So slow, even on Pro

Hey all! I had a customer ask for 100 business cards. I looked around to compare prices. Looking like around $80 something for that many. I printed one….it took 9min 47 seconds😳 that’s over 16 hours for 100 cards!! No way can these people sell them for that cheap if they take that long. I have uploaded a pic of the one I did. Used auto settings for material.


Is there anything I can do to speed this up?

1 Like

you might try scoring instead of engraving. other smarter folks will chime in shortly :slight_smile:

4 Likes

Not smarter:-) But scoring will improve your time tremendously!!

1 Like

I thought about that, but when I changed it, it showed the tree as outlined instead of filled in😕 so when I saw that, I changed settings back to engrave. If I print it will it fill in the tree?

1 Like

Sounds like you were possibly using an HD setting. Try draft or SD to see if you even need the HD setting.

Also, time per unit will be significantly reduced if you do more than one card at a time.

6 Likes

Professional outfits that offer laser engraved cards are using industrial lasers that are much faster and bigger. GF is an awesome creative tool but not that.
Try lowering your LPI .

3 Likes

As many have said - definitely not higher than 270, and at that size 195 is probably fine. Yes scoring will outline not fill, but a combo of score and defocused score could do all the letters and probably even the tree…you’d need to spend more time on the art so just try lowering the LPI first :slight_smile:

and focus on customers who are looking for the personal touch and NOT trying to compare you with bulk business. You should definitely be charging more than .80 cents per card.

4 Likes

You could also change the LPI as discussed above and ‘just’ engrave the tree and try to score the rest of it “Wortman Tree Service”, etc. That’s taking some time as well…it would cut your time probably in half.

3 Likes

Great discussion, everyone! I’ve moved this thread to Everything Else so the discussion can continue there.

As others have suggested, lowering your LPI will decrease the engrave time. Every material has a maximum effective LPI - engraving higher than that limit just increases time without a quality (resolution) increase. In my experience, the only materials that benefit from high LPI settings are tile, slate, and anodized aluminum. Other users will disagree, but this is what 4+ years of testing has shown me. :innocent:

Testing is the key to optimizing any design – The tree is the challenging part of this design, so work on it until you get acceptable times and quality:

  1. Adjust engrave speed to the max value
  2. Set power to 100
  3. Start with a low LPI, say 125

Test on the target material.
If it’s too blockly, increase the LPI one step and retest.
If it’s too burnt, decrease power by 10% and retest.

Once you’re happy, try a full card (yes, I’d score everything except the tree and the block text). If that’s ok, set up your full page.

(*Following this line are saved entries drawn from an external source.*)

PR #180, opened 2018-10-23
Release 7.3.1

ehelms:


ehelms:
Fair point, I was trying me best to follow the docs. I think we can make that nugget clearer.

ekohl:
Yes, it was documenting my steps but clearly I did some additional ones without thinking.

PR #185, opened 2018-11-26
Update qpid client certificate

ehelms:


manifests/init.pp
```diff
@@ -220,8 +220,8 @@
       default_password       => $pulp_admin_password,
       messaging_transport    => 'qpid',
       messaging_auth_enabled => false,
-      messaging_ca_cert      => pick($pulp_ca_cert, $certs::ca_cert),
-      messaging_client_cert  => $certs::messaging_client_cert,
+      messaging_ca_cert      => pick($pulp_ca_cert, $::certs::ca_cert),
```
evgeni: I thought "top scope" `$::` was deprecated in recent Puppets? @ekohl?

ekohl: It's no longer needed so it's more and more becoming best practice to leave them out. I've started to convert our modules and this one has also been converted.

ehelms:
Updated

PR #189, opened 2019-01-09
Allow docker pull on $HOSTNAME

ehelms:
This is to allow docker pull against $HOSTNAME without having to
specify port in the registry declaration.


ehelms:
Related -- https://github.com/theforeman/puppet-katello/pull/276

I was not able to find a spot to do this all here as the handling of Apache is just different enough on a server vs. stand alone smart proxy.

templates/redirect_crane.erb
```diff
@@ -0,0 +1,2 @@
+Redirect /v1 https://<%= scope['fqdn'] %>:5000/v1
+Redirect /v2 https://<%= scope['fqdn'] %>:5000/v2
```
evgeni: same comment as in https://github.com/theforeman/puppet-katello/pull/276#pullrequestreview-190796622

ehelms:
@evgeni Tested and worked for me with rewrite update, please review

ehelms:
See related puppet-katello PR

One caution – Full speed engraving decreases the maximum width possible, so you might not get as many cards per horizontal row as you expect. The question becomes is the marginal material waste better or worse than the time savings.

Good Luck!

4 Likes

I will definitely try all of these suggestions! Also, I noticed on a video that everyone’s LPI showed in inches…mine is showing cm!!! I have no idea how to change that but no wonder all my projects were taking forever! Thanks so much everyone!

Click the three dots for settings. You will see Units in CM. Click and change to Inches.

4 Likes

Thank you!!!

This topic was automatically closed 30 days after the last reply. New replies are no longer allowed.